I have an issue when trying to parse a JSON file in russian alphabet in R. The file looks like this:
[{"text": "Валера!", "type": "status"}, {"text": "когда выйдет", "type": "status"}, {"text": "КАК ДЕЛА?!)", "type": "status"}]
,并以UTF-8编码保存.我尝试使用库rjson,RJSONIO和jsonlite对其进行解析,但是它不起作用:
and it is saved in UTF-8 encoding. I tried libraries rjson, RJSONIO and jsonlite to parse it, but it doesn't work:
library(jsonlite)
allFiles <- fromJSON(txt="ru_json_example_short.txt")
给我错误
Error in feed_push_parser(buf) :
lexical error: invalid char in json text.
[{"text": "Валера!", "
(right here) ------^
当我将文件保存在ANSI encodieng中时,它可以正常工作,但是随后俄语字母转换为问号,因此输出无法使用.请问有人知道如何在R中解析此类JSON文件吗?
When I save the file in ANSI encodieng, it works OK, but then, the Russian alphabet transforms into question marks, so the output is unusable.Does anyone know how to parse such JSON file in R, please?

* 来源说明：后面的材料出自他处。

PR #137, opened 2016-08-09
Ensure that messages with invalid data type are rejected.

### LINKED ISSUE #112: Library doesn't seem to serialise Map objects properly
I'm using the following code to send a presence update:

上面提到的适用于Windows记事本中保存的UTF-8文件.当我将其保存在PSPad中并对其进行解析时,结果如下所示:
Above mentioned applies for UTF-8 file saved in Windows Notepad. When I save it in PSPad and the parse it, the result looks like this:
text type
1 <U+0412><U+0430><U+043B><U+0435><U+0440><U+0430>! status
2 <U+043A><U+043E><U+0433><U+0434><U+0430> <U+0432><U+044B><U+0439><U+0434><U+0435><U+0442> status
3 <U+041A><U+0410><U+041A> <U+0414><U+0415><U+041B><U+0410>?!) status
推荐答案
尝试以下操作:
dat <- fromJSON(sprintf("[%s]",
paste(readLines("./ru_json_example_short.txt"),
collapse=",")))
dat
[[1]]
text type
1 Валера! status
2 когда выйдет status
3 КАК ДЕЛА?!) status
这篇关于R JSON UTF-8解析的文章就介绍到这了,希望我们推荐的答案对大家有所帮助,也希望大家多多支持!